Indeed, the authorities are deliberately trying to stifle Islamic practices. For example, ChinaAid reported that Muslims are forced to violate their halal diet. The government orders store owners to mix halal foods with non-halal foods, and anyone who inquires about the content of the food is subject to arrest.
Religious observers are most in danger, with the wrong choice of clothes or the growing of a beard seen as subversive. China is doing all it can to cause affront – such as closing mosques, making it illegal to fast during Ramadan or forcing Uighur stores to sell alcohol. Other restrictions include recalling passports, heightened surveillance, mass collection of DNA and voice biometrics for people aged 12-65.
Even in peaceful Hui Muslim areas, China has been clamping down since late 2017. A decade ago it encouraged Islamic decor and signs in an effort to promote tourism in such places as Ningxia. Now these are all being removed and calls to prayer are being increasingly banned, Islamic books and the Quran no longer appear on bookshelves, domes are being removed from mosques, private Arabic schools have closed and some public classes in mosques ended. Some ten million Hui in China have generally coexisted peacefully with the Han Chinese.
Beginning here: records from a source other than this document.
PR #335, opened 2019-10-27
Change relative imports to absolute imports.

Sinclair-John:
PEP8:
> Absolute imports are recommended, as they are usually more readable and tend to be better behaved (or at least give better error messages)...

Also something like `python gcovr\gcovr\__main__.py --version` will not work with relative imports.

### DIFF
--- a/gcovr/__main__.py
+++ b/gcovr/__main__.py
@@ -39,22 +39,22 @@ from os.path import normpath
 from tempfile import mkdtemp
 from shutil import rmtree
 
-from .configuration import (
+from configuration import (
     argument_parser_setup, merge_options_and_set_defaults,
     parse_config_file, parse_config_into_dict, OutputOrDefault)
-from .gcov import (find_existing_gcov_files, find_datafiles,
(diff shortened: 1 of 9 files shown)


latk:
Thank you for working on improvements to gcovr! However, I have to refuse these changes.

1. PEP 8 should not be taken too seriously. And while it recommends against relative imports in the general case, it does not outlaw them entirely. I believe that PEP-8 does not recommend against relative imports as used by gcovr.

2. Gcovr is designed so that it must be installed as a Python module, ideally using `pip`. The main file cannot be executed directly. Once it is installed as a module, it can be invoked like `python3 -m gcovr`.

    This is intentional: pip is necessary anyway in order to install the various dependencies. Installation is also able to automatically create the correct wrapper scripts under windows.

3. This change is incorrect, and breaks gcovr under Python 3 (see the Travis/AppVeyor test results). For example, you propose that we `import utils` – but no such module is known to Python. Importing `gcovr.utils` might work and would comply with the PEP-8 guidance, but as discussed above I believe that level of compliance is unnecessary.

Such measures are destroying trust in the Chinese government and causing widespread panic in religious minorities. There is also genuine fear that the Xinjiang model will be rolled out in other parts of China. Groups like the Falun Gong have long been hunted and harshly treated – for example, Falun Gong practitioners may have their organs harvested – but in its paranoia China is viewing any competing worldview with severe strictures.
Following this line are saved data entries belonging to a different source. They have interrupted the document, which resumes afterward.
PR #336, opened 2019-10-27
Use --coverage instead of -fprofile-arcs -ftest-coverage

Sinclair-John:


Spacetown:
Why should the documentation be changed?

Issue #277, opened 2018-08-27
Configure tab size for HTML report


itavero:
At work we use hard tabs (so no spaces) in our code.
It would be nice if we could configure the CSS `tab-size` property when calling Gcovr.
That way we can set it to `3` (in our case) and have the HTML reports be aligned properly.

In most browser it defaults to `8`, but I would say a default of `4` or even `2` would also make a lot of sense (that are defaults used by a lot of IDEs).

latk:
Thanks for the idea! I won't add an option specifically for tab size, but I too want more configurable CSS.

Currently, the CSS is inlined into the HTML. That's unnecessary duplication (70% of the gcovr code base consists of HTML test files…) and makes the reports difficult to style.

I'd like to see command line options so that:

 - the CSS can be written into a separate file
 - the HTML reports can reference an external file (so that the external CSS is shared by all reports)

This would allow you to provide a patched CSS file instead. It would also make the gcovr test suite much smaller. Finally, external CSS might help with the perpetual Jenkins-CSP problems (#125).

I am not sure how these options should be called and how they interact, so that all of the following cases are covered:

 - the CSS is inlined into each HTML report – what is currently being done
 - the CSS is written to an separate file that is linked by each HTML report
 - external CSS is provided that is linked by each HTML report. Gcovr's CSS isn't used.
 - CSS is written into a separate file **and** external CSS is provided. The external CSS is linked by each HTML report. The external CSS can `@import` gcovr's CSS file to override its contents.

Another practice that commenced last December is for Chinese officials to impose five-day-long “home stays” on Muslim – and sometimes Han – households every two months. This entails party members staying with families to ask about their daily lives, religious practices and political views, and to spread party ideology such as “Xi Jinping Thought”. The uninvited officials teach Mandarin, make the hosts sing the national anthem and songs praising communism. They then report back on any problems or the need for remedial action.
Maya Wang, a senior China researcher at Human Rights Watch, commented, “Muslim families across Xinjiang are now literally eating and sleeping under the watchful eye of the state in their own homes. The latest drive adds to a whole host of pervasive – and perverse – controls on everyday life in Xinjiang.” She added, “China’s deeply invasive forced assimilation practices against Muslims not only violate basic rights, but are also likely to foster and deepen resentment in the region. Xinjiang authorities should immediately end the ‘Strike Hard’ campaign and all the related abuses.”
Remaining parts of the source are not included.